Please find the lines in the entries below that contain the word "final", and copy each one.

[[ PROVIDED DATA, beginning ]]

Issue #946, opened 2026-09-05
Meridian sessions not resumable by host → full-transcript replay loop burns tokens


filipporovelli:
<h2>Summary</h2><p></p><p>When <strong>OpenCode (via the Meridian proxy)</strong> is used as the coding agent inside an</p><p>Orca worktree that <strong>also</strong> runs Orca background ("bg") jobs, the Orca background</p><p>agent repeatedly <strong>fails to resume</strong> its Claude Code session. On each failure it</p><p>falls back to <strong>injecting the entire prior conversation transcript</strong> (~200k–300k</p><p>characters) into a brand-new session as the first user message, then <strong>respawns</strong>.</p><p>This produces a loop of duplicate full-context runs and burns a very large number</p><p>of subscription tokens for a single task.</p><p></p><p>Native <strong>Claude Code</strong> and <strong>Codex</strong> sessions in the same setup resume normally and</p><p>never trigger this. The problem correlates <strong>only</strong> with OpenCode/Meridian.</p><p></p><h2>Environment</h2><p></p><ul><li>macOS (Darwin 25.6.0)</li><li>Orca (background job daemon; jobs template <code>bg</code>, backend <code>daemon</code>)</li><li>Claude Code CLI v2.1.259</li><li>OpenCode routed to a Claude subscription via the <strong>Meridian</strong> proxy</li></ul><p>  (<code>@rynfar/meridian</code>) + <code>opencode-with-claude</code> plugin, baseURL <code>http://127.0.0.1:3456</code></p><ul><li>Session managed by Meridian; Orca resumes background jobs with native</li></ul><p>  <code>claude --resume &lt;id&gt;</code></p><p></p><h2>Impact</h2><p></p><p>Observed on a single worktree on one day (2026-09-04). The same task looped in</p><p><strong>3 separate episodes</strong>:</p><p></p>
Episode | Time (local) | Respawns | Approx. weighted tokens*
-- | -- | -- | --
1 | ~09:22–09:50 | ~8 | ~3.4M
2 | ~10:10–10:11 | ~7 (mostly empty respawns) | ~0.1M
3 | ~14:04–14:33 | ~16 | ~4.1M
 

[...]

PR #947, opened 2026-09-05
fix: resume Claude Code trailing system turns

justprosh:
## Summary

- preserve passthrough checkpoint resume when Claude Code closes a complete tool-result delta with a trailing `system` reminder turn
- deliver the reminder as ordinary user text after the native `tool_result`, never as an SDK system prompt
- keep the exception scoped to the `claude-code` adapter and fail closed for leading, repeated, non-final, non-text, blank, partial, unknown, and split-echo forms

## Root cause

With Claude Code's `mid-conversation-system` feature enabled (beta `mid-conversation-system-2026-04-07`), the CLI sends the next tool continuation as a semantically stable prefix plus three messages:

```text
assistant[tool_use] -> user[tool_result] -> system[text]
```

The final message is a `<total_tokens>`-style mid-conversation system reminder. Lineage correctly classified the request as a continuation, but the later checkpoint validator rejected every `role=system` message, cleared `resume`, and replayed the complete history in a fresh SDK session.

## Client scope

The shape is gated by the **feature**, not by the client version: reproduced with the real CLI on 2.1.259 and 2.1.261 with the feature enabled. With the feature off the same clients fold the reminder into the user `tool_result` and the generic path resumes without any opt-in. The exception therefore stays limited to this exact shape rather than treating all Claude Code system messages as resumable.

## Live verification (real Agent SDK, real Claude Max)

A throwaway Meridian built from this branch's `dist/` on a Linux host, passthrough mode, one live Max profile, driven by the real `claude -p` (`ANTHROPIC_BASE_URL` at the proxy, `--allowedTools "Bash(printf:*)"`, Haiku, `mid-conversation-system` forced by env). Turn 2 on the wire was the same in every run: `user[string] → system[string] → assistant[thinking,tool_use] → user[tool_result] → system[text]` (the echo carries a thinking block; the grammar tolerates it and a unit test pins that). Verdict read from `/telemetry/requests`.

| build | runtime `claude-agent-sdk` / bundled `claude-code` | client CLI | turn 2 lineage | `isResume` | SDK session | answer |
|---|---|---|---|---|---|---|
| clean `upstream/main` | 0.2.119 / 2.1.259 | 2.1.259 | continuation | **false** | new (full replay) | confused by replay framing, fixture missing |
| this branch | 0.2.119 / 2.1.259 | 2.1.259 | continuation | **true** | resumed at checkpoint | exact fixture |
| this branch | 0.3.261 / 2.1.261 | 2.1.259 | continuation | **true** | resumed at checkpoint | exact fixture |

[[ PROVIDED DATA, end ]]

#### [YOUR SOLUTION]
- keep the exception scoped to the `claude-code` adapter and fail closed for leading, repeated, non-final, non-text, blank, partial, unknown, and split-echo forms
The final message is a `<total_tokens>`-style mid-conversation system reminder. Lineage correctly classified the request as a continuation, but the later checkpoint validator rejected every `role=system` message, cleared `resume`, and replayed the complete history in a fresh SDK session.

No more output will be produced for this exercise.